Abstract

Ionizable groups buried in the hydrophobic interior of proteins play central roles in a wide variety of essential biochemical processes. Owing to the inherent differences in the dielectric properties of water and of protein, buried ionizable groups usually titrate with anomalous pKa values shifted relative to normal pKa values in water in the direction that favors the neutral state. The determinants of these unusual pKa values are being examined systematically with a family of variants of staphylococcal nuclease with Lys, Arg, His, Asp and Glu in 25 internal positions. Some of these ionizable groups titrate with normal pKa values, but the majority of them have anomalous pKa values, some shifted by as many as 6 units relative to the normal values. Dozens of crystal structures confirm that the ionizable groups are buried, at least when they are in the neutral state, often in complex with water molecules never before observed at internal locations in SNase.

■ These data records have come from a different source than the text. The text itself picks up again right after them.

PR #4907, opened 2022-12-08
Reorganize code.

polina-c:
1. Move folders with code that is used by screens and does not depend on screens, to `shared`.
2. Rename alias `analytics_constants` to `gac`, to make code conciser.

Will update README.md for `shared` and `primitives` in next PR.

Screenshot 2022-12-08 at 9 23 22 AM


packages/devtools_app/lib/src/screens/memory/shared/shared_memory_widgets.dart
```diff
@@ -5,7 +5,7 @@
 import 'package:flutter/widgets.dart';
 
 import '../../../../devtools_app.dart';
```
kenzieschmoll, line 7: remove the devtools_app import

kenzieschmoll (approved):

packages/devtools_app/lib/src/screens/memory/shared/shared_memory_widgets.dart
polina-c: will do in next PR. I really want to avoid conflicts :)

PR #4908, opened 2022-12-08
Daily Dev Bumps

CoderDake:
# Description
This workflow will run a dev bump every day  at midnight.

For now, it uses my email as the author. In the future we will want to create a github devtools account that can be the author instead. This issue is tracked here: https://github.com/flutter/devtools/issues/4949

# Example Auto Commit

The following change is what an auto dev bump will look like
https://github.com/flutter/devtools/commit/76aff6b892ca980f5808f2ccadc77425d40ab0d5

**QUESTION:** Should we remove the changelog entry when doing the auto commits?

# Example Failure
Doing a dev bump on a release version will fail. This is to prevent the workflow from bumping the version while we are doing a release.
Screen Shot 2022-12-14 at 9 45 23 AM


kenzieschmoll:
I don't think we want to add a new CHANGELOG entry for each bump. We should either modify the existing dev entry, or ignore the CHANGELOG update all together.

tool/update_version.dart
```diff
@@ -33,7 +34,9 @@ void main(List<String> args) async {
 }
 
 Future<void> performTheVersionUpdate(
-    {required String currentVersion, required String newVersion}) async {
+    {required String currentVersion,
+    required String newVersion,
+    bool modifyChangeLog = true}) async {
```
kenzieschmoll, line 39: nit: tc

tool/update_version.dart
```diff
@@ -150,6 +155,7 @@ void writeVersionToVersionFile(File versionFile, String version) {
 }
 
 void writeVersionToChangelog(File changelog, String version) {
+  //TODO Do not do this for devv file
```
kenzieschmoll, line 158: is this todo necessary?

CoderDake: oops this is extraneous

kenzieschmoll (approved):

PR #4910, opened 2022-12-08
Update-version script changes

CoderDake:
To simplify the update-version script, each type only modifies  bumps itself.

a `--dry-run` flag has been added to print information about what kind of update will happen
a `--type release` has been added which strips the any pre release versions
  
Screen Shot 2022-12-09 at 4 03 15 PM


kenzieschmoll:
How will a version be bumped from release to dev? e.g. 2.20.0 --> 2.21.0-dev.0

tool/update_version.dart
```diff
@@ -284,43 +293,43 @@ class AutoUpdateCommand extends Command {
...
-          'patch': 'bumps the version to the next patch value',
-          'minor': 'bumps the version to the next minor value',
-          'major': 'bumps the version to the next major value',
+              'bumps the version to the next dev pre-release value (minor by default).',
+          'patch':
+              'bumps the version to the next patch value, and sets the dev version to 0.',
+          'minor':
+              'bumps the version to the next minor value, and sets the dev version to 0.',
+          'major':
+              'bumps the version to the next major value, and sets the dev version to 0.',
```
kenzieschmoll, line 306: it would be helpful if each of these help texts had an example like 2.20.0 --> 2.21.0

kenzieschmoll, line 306: the fact that these set the dev version also is a bit confusing.

Issue #4923, opened 2022-12-09
Show text in "Show chart" button on memory page


kenzieschmoll:
We could also consider changing this to "Stats chart" or "Live memory stats" and then just have the arrow up or down indicate expanded collapsed state (like how we have "Flutter frames" with caret up or caret down on the performance screen).

![Screenshot 2022-12-09 at 10 57 03 AM](https://user-images.githubusercontent.com/43759233/206775591-abd9650e-4d84-4199-a33d-9b1f1c71fea1.png)

There is plenty of horizontal space to show the text on this button and that would make it more clear what the button is for

PR #4928, opened 2022-12-09
Stop changing tooltip on state change.

polina-c:
fixes https://github.com/flutter/devtools/issues/4923


packages/devtools_app/lib/src/screens/memory/panes/control/primary_controls.dart
```diff
@@ -19,6 +19,7 @@ class PrimaryControls extends StatelessWidget {
       showChart: preferences.memory.showChart,
       onPressed: (show) => preferences.memory.showChart.value = show,
       minScreenWidthForTextBeforeScaling: memoryControlsMinVerboseWidth,
```
kenzieschmoll, line 21: can we also add "Memory usage" as a label here? We can make the tooltip more verbose: "Toggle the visibility of the Memory usage chart". Same comment below for the tooltip on the Performance screen "Toggle the visibility of the Flutter frames chart"

kenzieschmoll (approved):
one fix required, then lgtm

packages/devtools_app/lib/src/screens/performance/performance_screen.dart
```diff
@@ -199,12 +199,12 @@ class _PrimaryControls extends StatelessWidget {
...
         if (serviceManager.connectedApp!.isFlutterAppNow!) ...[
-          ChartVisibilityButton(
-            showChart:
-                controller.flutterFramesController.showFlutterFramesChart,
+          VisibilityButton(
+            show: controller.flutterFramesController.showFlutterFramesChart,
             onPressed:
                 controller.flutterFramesController.toggleShowFlutterFrames,
             label: 'Flutter frames',
+            tooltip: 'Toggle visibility of the Flutter frames',
```
kenzieschmoll, line 207: r/Flutter frames/Flutter frames chart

The structures show that the microenvironments of the ionizable groups range between the fully hydrophobic to the highly polar, but they do not fully explain the unusual properties of these groups. NMR spectroscopy has been used to examine the range of structural reorganization that can be coupled to the ionization of the internal ionizable. While the ionization of some residues is not easily detected in HSQC spectra, in most cases there is clear evidence of modest charge-induced changes in local structure or increased conformational fluctuations. Interactions between internal groups and polar groups, surface charges, and other internal groups have also been measured. These data constitute an extensive, quantitative description of origins of the apparent dielectric properties of proteins. They also show that proteins tolerate internal charges without the need for any special structural adaptations.